Find all lines in the records that include the word "still", and copy them out.

────────

PR #657, opened 2019-05-20
Skeleton for Azure Log Exporter

reyang:
Part of the #616 effort, using Azure log exporter for the pilot work.

I wish to get early feedback on the design and usage. Currently I haven't added the actual export logic, all the exporter does is to print logs to the STDOUT.

We can explore if it makes sense to move the following classes to opencensus core library:
- `opencensus.ext.azure.log_exporter.BaseLogHandler`
- `opencensus.ext.azure.log_exporter.Worker`

The design principle:
1. Align with Python logging practice, avoid introducing another pattern.
2. The export logic should run asynchronously, instead blocking the hot path.
3. Try to align with the queue/worker direction for trace exporter.

This is what I expect customers to use:
```python
import logging

logger.warning('Hello, World!')
```

A more complex scenario with multiple handlers:
```python
import logging

# create azure log handler
oclh = AzureLogHandler()
oclh.setFormatter(logging.Formatter('%(message)s (%(pathname)s:L%(lineno)s)'))
logger.addHandler(oclh)

# create console log handler
ch = logging.StreamHandler()
ch.setFormatter(logging.Formatter('%(asctime)s %(message)s'))
logger.addHandler(ch)

# create stackdriver log handler
# sdlh = StackdriverLogHandler()
# logger.addHandler(sdlh)

logger.warning('Hello, World!')
```

@c24t @lzchen


contrib/opencensus-ext-azure/opencensus/ext/azure/log_exporter/__init__.py
```diff
@@ -0,0 +1,66 @@
...
+                trace_id = getattr(item, 'traceId', 'N/A')
+                span_id = getattr(item, 'spanId', 'N/A')
+                print('{levelname} {trace_id} {span_id} {pathname}:L{lineno} {msg}'.format(trace_id=trace_id, span_id=span_id, **vars(item)))
+        if event:
+            event.set()
+
+
+class LogHandler(logging.Handler):
+    def __init__(self, exporter):
+        logging.Handler.__init__(self)
```
c24t: Why not `super`?

contrib/opencensus-ext-azure/opencensus/ext/azure/log_exporter/__init__.py
```diff
@@ -0,0 +1,66 @@
...
+    :param options: Options for the exporter. Defaults to None.
+    """
+
+    def __init__(self, **options):
+        self.options = Options(**options)
+        if not self.options.instrumentation_key:
+            raise ValueError('The instrumentation_key is not provided.')
+        super(AzureExporter, self).__init__(**options)
+
+    def emit(self, batch, event=None):
```
c24t: It looks like this relies on `BaseExporter` having `emit` and `export`. I thought the goal was to remove `emit` as in https://github.com/census-instrumentation/opencensus-python/pull/642#discussion_r281860719.

I don't think we should plan to move `BaseExporter` into the core library in its current state.

contrib/opencensus-ext-azure/opencensus/ext/azure/log_exporter/__init__.py
```diff
@@ -0,0 +1,66 @@
...
+        if batch:
+            for item in batch:
+                trace_id = getattr(item, 'traceId', 'N/A')
+                span_id = getattr(item, 'spanId', 'N/A')
+                print('{levelname} {trace_id} {span_id} {pathname}:L{lineno} {msg}'.format(trace_id=trace_id, span_id=span_id, **vars(item)))
```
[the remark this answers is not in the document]
reyang: Yep, we're on the same page.
We don't expect the user to go through OpenCensus in order to print/format logs, users will just have to follow standard Python approach.

contrib/opencensus-ext-azure/opencensus/ext/azure/log_exporter/__init__.py
reyang: `super` won't work in this case (I haven't looked into why), (and this is probably why) all the built-in handlers are using `logging.Handler.__init__(self)`.
I'll take a closer look tomorrow and update here.

contrib/opencensus-ext-azure/opencensus/ext/azure/log_exporter/__init__.py
reyang: That's right, we only want to keep `export`, and remove `emit`. And we also discussed that probably we don't even need a `BaseExporter` at all.

In this PR I try to focus on making the log exporter work end-to-end, without doing too much refactor.

reyang:
> Exposing the exporter as a log handler and having the exporter accept `LogRecord`s seem like good choices to me.

After a bit more exploration, I think it makes more sense to combine the handler and exporter logic, this aligns better with Python practice (e.g. having formatter associated with handler). Each handler will have its own queue.
 
> This looks good as WIP, but I think there are still API changes to make (remove `emit`, consider losing the shared event, etc.) before moving other classes out of the contrib package.

Yes, I agree. This is the direction we're moving towards.

> We should also consider adding logging (vs. just log correlation) to the spec if we're going to expose a general purpose log exporter API.

After spending more time playing around logging, I think it makes more sense to align logging APIs with language/runtime instead of trying to align across SDKs, thoughts? @c24t

contrib/opencensus-ext-azure/opencensus/ext/azure/log_exporter/__init__.py
reyang: Problem solved for logs (traces will take more effort, probably in a separate PR).

contrib/opencensus-ext-azure/opencensus/ext/azure/log_exporter/__init__.py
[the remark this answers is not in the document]
reyang: Here goes the proposal:

```python
import logging

# create azure log handler
oclh = AzureLogHandler()
oclh.setFormatter(logging.Formatter('%(message)s (%(pathname)s:L%(lineno)s)'))
logger.addHandler(oclh)

# create console log handler
ch = logging.StreamHandler()
ch.setFormatter(logging.Formatter('%(asctime)s %(message)s'))
logger.addHandler(ch)

# create stackdriver log handler
# sdlh = StackdriverLogHandler()
# logger.addHandler(sdlh)

logger.warning('Hello, World!')
```

contrib/opencensus-ext-azure/opencensus/ext/azure/log_exporter/__init__.py
```diff
@@ -0,0 +1,119 @@
...
+    def flush(self, timeout=None):
+        self._queue.flush(timeout=timeout)
+
+
+class Worker(threading.Thread):
+    daemon = True
+
+    def __init__(self, src, dst):
+        self._src = src
+        self._dst = dst
```
c24t: Note the circular reference here, we've been bitten by this before trying to clean up exporters. See https://github.com/census-instrumentation/opencensus-python/blob/04c111f99dc122a079b589942b61d22c23979afa/contrib/opencensus-ext-stackdriver/opencensus/ext/stackdriver/stats_exporter/__init__.py#L372-L406.

reyang: My original understanding is that we have `Handler.close` which can be used explicitly or implicitly (by Python logging library), and the circular reference will be collected by the GC. This shouldn't cause problem? Is this for preventing memory leak, or to reduce GC overhead?

Regarding memory leak, I run the following app for an hour and see a flat memory usage:
```
import logging

while True:
    handler = AzureLogHandler()
    logger.addHandler(handler)
    logger.warning('Hello, World!')
    logger.removeHandler(handler)
    handler.close()
```

For GC overhead, given the circle is pretty small, I guess there is no noticeable difference?

c24t: > the circular reference will be collected by the GC. This shouldn't cause problem?

I thought there were more general problems cleaning up circular references in python, but it may only be a problem for classes that define `__del__` (see https://stackoverflow.com/a/2428888), in which case this is fine.

contrib/opencensus-ext-azure/opencensus/ext/azure/log_exporter/__init__.py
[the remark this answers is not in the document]
reyang: > Simplifying this LGTM, but later we may still want to
bas> 
> * revisit the worker/queue classes as per [#642 (comment)](https://github.com/census-instrumentation/opencensus-python/pull/642#discussion_r283962128) and related comments

Yep, I'll merge this PR as is. And work on the next PR to have the actual Azure log exporter logic (currently it is just console print) today. Starting from next week, I'll have time to revisit/refactor worker/queue out.

> * consider separating the exporter from the log handler when we e.g. send logs to the agent

We can explore the following options:
1. Align across OC/OT SDKs - having an explicit exporter concept across all languages.
2. Align more with language convention (e.g. log appender for Java, log handler for Python), and provide base/helper class to support configuration/policy.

────────

* [Exercise solution]
> This looks good as WIP, but I think there are still API changes to make (remove `emit`, consider losing the shared event, etc.) before moving other classes out of the contrib package.
reyang: > Simplifying this LGTM, but later we may still want to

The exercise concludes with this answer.